The old Messiah in the flesh is with them; therefore the new Comforter, the Spirit, is far from them. What hindered their being comforted? Jesus Himself, who, comforting, stood before them, was the hindrance. As long as He, this Messiah, bearing all the prophetic marks upon Him, stood before them in person, this, His person continued to be a foundation and prop to that system of vanities which bewitched their heads and hearts, The form must pass away from their eyes before the Spirit could enter their souls. It was good for them that Jesus should go away. Before He, the Christ after the flesh, went away, the Christ after the Spirit could not come. When the former vanished the latter appeared.

The visible, tangible Messiah was the false foundation of all their erroneous notions about a splendid worldly kingdom. The ascension of Christ, the removal of His human form from the eyes of His disciples, was necessary to initiate a purely spiritual kingdom, the basis of which is faith in a risen and invisible Messiah enthroned in heaven. For the same reason the bodily absence of Christ will continue till He descends to judge the quick and the dead and terminate the probationary history of mankind on the earth. His reign as a visible king for a thousand years would be a long step backward. It would destroy the conditions of the development of that stalwart faith which Christ has pronounced specially blessed: "Blessed are they that have not seen and yet have believed."

Again, it was expedient for Jesus to substitute for His visible presence the invisible Comforter for the emancipation of the Jews from "the letter that killeth" — a complex ritual which they had for more than fourteen centuries obeyed with a mechanical precision. This altar ritual, chiefly of bloody sacrifices typifying the atonement in Christ's death, had accomplished its purpose and should now be laid on the shelf as one of "the beggarly elements" — a rudimentary and preparatory dispensation. Also the burdensome law of ceremonial purity, must now be abrogated because it had become a yoke upon the neck of an unspiritual people.

How can this ingrained hereditary worship of "the letter that killeth" all joyful freedom of service be done away without destroying the religious spirit? Christ herein exhibits divine wisdom. He enforced no ceremonial law, nor did He formally abrogate any. But He inculcated the true spirit in which that law should be administered while the Mosaic dispensation should continue. He did not command fasting, but corrected its disgusting ostentation, while intimating that it was not in harmony with His joyful gospel, but, rather, as incongruous as a new patch on an old garment (Matt. ix. 15-17, Revised Version). He did not abolish bloody sacrifices, but prescribed the spirit of reconciliation in which they should be laid upon the altar. He knew that faith in His atonement would supersede the altar ritual without its formal repeal.
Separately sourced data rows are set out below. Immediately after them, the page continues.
PR #337, opened 2025-07-15
policy-compiler: permit function use before definition

### LINKED ISSUE #336: policy-lang: functions should be allowed to be used before they're defined
For example, `get_assigned_role_id` is defined on line 1747, but is first used on line 902 (separate policy code blocks). This is much too restrictive and means I have to rewrite the policy code in a somewhat non-literate programming manner.

```
Error: unable to init daemon

Caused by:
    0: should be able to compile policy
    1: not defined: get_assigned_role_id at line 902 col 5:
       	let device_role_id = check_unwrap get_assigned_role_id(device_id)

           // At this point we believe the following to be true:
           //
           // - `device_role_id` refers to a role that exists
           // - `device_role_id` refers to the role revoked to
           //   `device_id`
           //
           // We do NOT know whether `device_id` refers to a device
           // that exists.
           //
           // We do NOT know whether `target_role_id` refers to a role
           // that exists.



failures:
    test_add_devices
```

/cc: @chip-so @jdygert-spok @apetkov-so

elagergren-spideroak:
Fixes #336


jdygert-spok (changes requested):
This lets us do unbounded recursion.

elagergren-spideroak:
> This lets us do unbounded recursion.

We can already do it, so it doesn't make things worse. And a real fix is a lot bit more complex :/

PR #338, opened 2025-07-15
Add `ephemeral` keyword to actions and commands and enforce ephemeral/persistent rules at compile time.

### LINKED ISSUE #106: policy-lang: add ephemeral marker in command metadata
From the [MVP](https://github.com/aranya-project/aranya-docs/blob/main/docs/aranya-mvp.md) spec.

cc @chip-so @apetkov-so @ycarmy

apetkov-so:
Closes #106: Commands (and actions) now have a `persistence` field which specifies whether the command will be stored on-graph. This is specified via an optional `ephemeral` keyword, and the compiler asserts that persistent actions can only publish persistent commands, and ephemeral actions only ephemeral commands. E.g.

```
ephemeral command Foo { ... }
command Bar { ... }
ephemeral action foo() {
    publish Foo { ... }
    publish Bar { ... } // error: ephemeral action `foo` cannot publish persistent command `Bar`
}
```

### DIFF
--- a/crates/aranya-policy-compiler/src/compile.rs
+++ b/crates/aranya-policy-compiler/src/compile.rs
@@ -1299,22 +1299,23 @@ impl<'a> CompileState<'a> {
                                     )));
                                 }
 
-                                // Check persistence constraints:
-                                // - Persistent actions can publish both ephemeral and persistent commands
-                                // - Ephemeral actions can only publish ephemeral commands
-                                if action.ephemeral {
-                                    let command = self
-                                        .policy
-                                        .commands
-                                        .iter()
-                                        .find(|c| c.identifier == *ident)
-                                        .assume("command must be defined")?;
-                                    if !command.ephemeral {
-                                        return Err(CompileErrorType::InvalidType(format!(
-                                            "Ephemeral action `{}` cannot publish persistent command `{}`",
-                                            action.identifier, ident
-                                        )));
-                                    }
+                                //  Persistent actions can publish only persistent commands, and vice versa.
+                                let command = self
+                                    .policy
+                                    .commands
+                                    .iter()
+                                    .find(|c| c.identifier == *ident)
+                                    .assume("command must be defined")?;
+                                if action.ephemeral != command.ephemeral {
+                                    let (action_type, command_type) = if action.ephemeral {
+                                        ("ephemeral", "persistent")
+                                    } else {
+                                        ("persistent", "ephemeral")
+                                    };
+                                    return Err(CompileErrorType::InvalidType(format!(
+                                        "{} action `{}` cannot publish {} command `{}`",
+                                        action_type, action.identifier, command_type, ident
+                                    )));
                                 }
                                 Ok(nty)
                             }
--- a/crates/aranya-policy-compiler/src/compile.rs
+++ b/crates/aranya-policy-compiler/src/compile.rs
@@ -1306,11 +1306,10 @@ impl<'a> CompileState<'a> {
                                     .iter()
                                     .find(|c| c.identifier == *ident)
                                     .assume("command must be defined")?;
-                                if action.ephemeral != command.ephemeral {
-                                    let (action_type, command_type) = if action.ephemeral {
-                                        ("ephemeral", "persistent")
-                                    } else {
-                                        ("persistent", "ephemeral")
+                                if action.persistence != command.persistence {
+                                    let (action_type, command_type) = match action.persistence {
+                                        ast::Persistence::Ephemeral => ("ephemeral", "persistent"),
+                                        ast::Persistence::Persistent => ("persistent", "ephemeral"),
                                     };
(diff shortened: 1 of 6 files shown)


apetkov-so:
Request for comments... Sessions now use Ephemeral mode, but that breaks a bunch of tests. I guess we have to mark the test commands as ephemeral.

crates/aranya-runtime/src/testing/protocol.rs
```diff
@@ -301,6 +302,7 @@ impl Policy for TestPolicy {
         action: Self::Action<'_>,
         facts: &mut impl Perspective,
         sink: &mut impl Sink<Self::Effect>,
+        persistence: PersistenceMode, // TODO what should we do with this here?
```
ssweetney-spok, line 305: Can you use this value to determine whether the `facts.add_command` calls should be invoked?

apetkov-so:
> Trying to gain some context. What's causing the tests to break?
> 
> Is it that there's no entry in `aranya_policy_vm::machine::Machine::command_attributes` for those commands?

The lack of `ephemeral: true` in test policies is definitely a cause. I just have to read through the policies more carefully to understand which commands need it.
Also the fact the `TestPolicy` doesn't use the persistence mode. :)

Mostly I want to confirm this is the right direction, though.

apetkov-so:
Ephemeral actions can now publish only ephemeral commands. Persistent actions can publish either.

crates/aranya-policy-compiler/src/compile.rs
```diff
@@ -1250,24 +1250,50 @@ impl<'a> CompileState<'a> {
...
+
+                            // Check persistence constraints:
+                            // - Persistent actions can publish both ephemeral and persistent commands
+                            // - Ephemeral actions can only publish ephemeral commands
+                            if action.ephemeral {
+                                let command = self
+                                    .policy
+                                    .commands
+                                    .iter()
+                                    .find(|c| c.identifier == ident)
```
jdygert-spok, line 1272: Might want to do `command_defs: BTreeMap<Identifier, CommandDef>` with `struct CommandDef { ephemeral: bool, fields: ... }` and look it up there instead.

crates/aranya-policy-lang/src/lang/parse/policy.pest
```diff
@@ -322,20 +322,23 @@ open_block = { "open" ~ statement_block }
...
 // effect Foo { bar id }
 effect_definition = { "effect" ~ identifier ~ effect_struct_def }
 // struct Foo { bar id }
 struct_definition = { "struct" ~ identifier ~ struct_def }
 // enum Result { OK, Err }
 enum_definition = { "enum" ~ identifier ~ "{" ~ identifier ~ ("," ~ identifier)* ~ ","? ~ "}" }
 // command Foo { ... }
-command_definition = { "command" ~ identifier ~ "{" ~ command_blocks+ ~ "}" }
+command_def = { identifier ~ "{" ~ command_blocks+ ~ "}" }
+command_definition = { ephemeral_modifier? ~ "command" ~ command_def }
```
jdygert-spok, line 341: Is it necessary to split these up?

crates/aranya-policy-compiler/src/compile.rs
apetkov-so: We'd have to change `CommandDefinition` to derive `Eq` (to satisfy `CompileTarget`'s attributes). That requires `Eq` on a whole bunch of ast structs, e.g.`Expression`, `FieldDefinition`, `Statement`, `NamedStruct`, etc.

crates/aranya-policy-lang/src/lang/parse.rs
```diff
@@ -1278,7 +1288,17 @@ impl ChunkParser<'_> {
         assert_eq!(item.as_rule(), Rule::command_definition);
 
         let locator = self.add_range(&item)?;
+
         let pc = descend(item);
+        let token = pc.consume()?;
+        let ephemeral = token.as_rule() == Rule::ephemeral_modifier;
```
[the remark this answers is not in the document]
jdygert-spok:
```rust
impl PairContext<'_> {
    fn consume_optional(&self, rule: Rule) -> Option<Pair<'_, Rule>> {
        self.peek()
            .filter(|p| p.as_rule() == rule)
            .inspect(|_| _ = self.next())
    }
}
```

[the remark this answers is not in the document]
apetkov-so: Ah, I thought `self` referred to `ChunkParser`. Updated `parse_command_definition` and `parse_action_definition`, but can't seem to get it working with `parse_fact_definition`.

crates/aranya-policy-compiler/src/compile.rs
apetkov-so: Changed the `ephemeral: bool` field to `persistence: Persistence`.

But for CommandDef, I'm not sure it's worth adding another type just to speed up command lookups.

He did not re-enact the law of tithes, but He insisted that while it continued it should be accompanied by justice, mercy, faith and love. He sought to enthrone in all hearts supreme love to God as the sum of all duties toward God. Then He sends down the Spirit of love, who sheds abroad the love of God in the heart. This inspiration of the evangelical Spirit gradually overcomes the spirit of bondage to the letter, the legal spirit, first in Stephen, then in Saul of Tarsus, and then in the whole Gentile section of the Church, and finally in Peter and the believing Jews. Thus the whole Levitical law is quietly laid aside without a convulsion destructive of faith in revelation. To accomplish this amazing change it was necessary that the God-Man should retire and the God-Spirit should be His successor.

The Gospel of the Comforter, Chapter 10.